Pour revenir au moment où le Docteur B. nous a annoncé le diagnostic, c’était en janvier 1999, je ne me rappelle plus exactement ce qui s’est passé, quand j’y pense j’ai comme un blanc, je ne vois rien.

1er EEG d’une longue série

Je n’ai pas oublié ce qui s’est passé avant par contre. Nous étions dans la salle d’attente de l’ancien Hôpital Debrousse, un vieux bâtiment perché dans la montée de Choulans au-dessus de Lyon, Hervé et moi, avec Félix qui devait passer un EEG*, le 1er d’une longue série. Du haut de ses trois ans et demi, Il voulait son papa auprès de lui, auprès du lit où il allait devoir faire la sieste, un matin dans une chambre d’hôpital sans volet et face caméra. Les EEG étaient filmés pour associer le tracé de l’activité cérébrale et les mouvements du corps ou les clignements d’œil.
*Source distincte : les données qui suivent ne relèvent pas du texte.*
PR #16, opened 2025-11-11
Add publish step

pcarleton:
so we can `npx` (also add typecheck step)


.github/workflows/ci.yml
```diff
@@ -12,16 +12,53 @@ concurrency:
...
+      - uses: actions/checkout@v4
+      - uses: actions/setup-node@v4
+        with:
+          node-version: 24
+          cache: npm
+          registry-url: 'https://registry.npmjs.org'
+
+      - run: npm ci
+
+      - run: npm publish --provenance --access public
```
mattzcarey, line 52: will need this 
```
permissions:
  id-token: write
```

PR #28, opened 2025-11-13
[scenario] authz metadata discovery tests: compatibility with 2025-03-26 spec, prm root, and www-authenticate

pcarleton:


package.json
```diff
@@ -26,7 +26,7 @@
     "dist"
   ],
   "bin": {
-    "conformance": "dist/index.mjs"
+    "conformance": "dist/index.js"
```
pcarleton, line 29: tsdown 0.15 creates `index.js`, 0.16 creates `index.mjs`, so since we're pinning to `0.15` for now (which seems to also be what pkg.pr.new uses), this needs to be `.js`

package.json
```diff
@@ -43,7 +43,7 @@
     "vitest": "^4.0.5"
   },
   "dependencies": {
-    "@modelcontextprotocol/sdk": "^1.20.1",
+    "@modelcontextprotocol/sdk": "^1.22.0",
```
pcarleton, line 46: this is to pick up the fix that makes these tests pass

src/scenarios/client/auth/basic-dcr.test.ts
```diff
@@ -1,28 +0,0 @@
-import {
```
pcarleton, line 1: this is in index.test.ts now

src/scenarios/client/auth/basic-metadata.ts
```diff
@@ -0,0 +1,211 @@
...
+    ];
+
+    for (const slug of expectedSlugs) {
+      if (!this.checks.find((c) => c.id === slug)) {
+        this.checks.push({
+          id: slug,
+          name: `Expected Check Missing: ${slug}`,
+          description: `Expected Check Missing: ${slug}`,
+          status: 'FAILURE',
+          timestamp: new Date().toISOString()
```
felixweinberger, line 58: nit: should these point to a spec/RFC? either MCP or OAuth?

felixweinberger: Same with some of the other checks in this file

src/scenarios/client/auth/index.test.ts
```diff
@@ -0,0 +1,37 @@
...
+      'examples/clients/typescript/auth-test-broken1.ts'
+    );
+    const runner = new SpawnedClientRunner(clientPath);
+    await runClientAgainstScenario(runner, 'auth/basic-dcr', [
+      // There will be other failures, but this is the one that matters
+      'prm-priority-order'
+    ]);
+  });
+
+  // TODO: Add more negative tests here
```
felixweinberger, line 36: 👀

src/scenarios/client/auth/march-spec-backcompat.ts
```diff
@@ -0,0 +1,325 @@
...
+          id: 'no-prm-root',
+          name: 'No PRM at Root',
+          description:
+            'Client attempted to fetch PRM at root location, but March spec does not have PRM',
+          status: 'SUCCESS',
+          timestamp: new Date().toISOString(),
+          details: {
+            url: req.url,
+            path: req.path,
+            note: 'March spec behavior: no PRM available'
```
felixweinberger: should we point to a specific link in the march spec?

Moi, dans la salle d’attente, j’attendais à côté d’autres parents inquiets, le visage fermé. J’entendais mon fils qui ne voulait pas dormir, hurler de plus en plus fort, mon cœur battait la chamade. Une infirmière est venue me chercher à la rescousse, j’en étais sûre, voilà j’arrive tout va bien se passer. Avec mes bras, j’ai entouré mon fils délicatement, il était rouge de colère et luttait contre le sommeil. Pour enregistrer son activité neurologique, les infirmières lui avaient poser des dizaines de fils sur le crâne et d’autres sur la poitrine, tous reliés à un boitier et à un écran. Pas facile de dormir en plein jour relié à un ordinateur, heureusement que cet examen n’est pas douloureux.

À chaque rendez-vous, le personnel soignant avait été très patient avec Félix qui avait fini par s’habituer. Il aimait se faire chouchouter après l’EEG au moment du shampoing pour enlever le plus gros de la colle des électrodes dans ses cheveux.

Le jour où la médecin cheffe nous a annoncé le diagnostic, Félix faisait de l’épilepsie absence*, je crois que nous l’avons écoutée, nous avons dit oui avec la tête et nous avons pensé très fort « Ouf ! Déjà, c’est pas une tumeur au cerveau. »

De retour à la maison, nous n’avions pas été assez convaincants, certainement, car notre entourage familial a longtemps douté du diagnostic et nous demandait souvent « c’est peut-être juste un manque de vitamine ? »

*EEG : l’électroencéphalogramme permet de mesurer l’activité électrique du cerveau.

* L’épilepsie absence se caractérise par une suspension soudaine de la conscience avec une fixité du regard durant quelques secondes.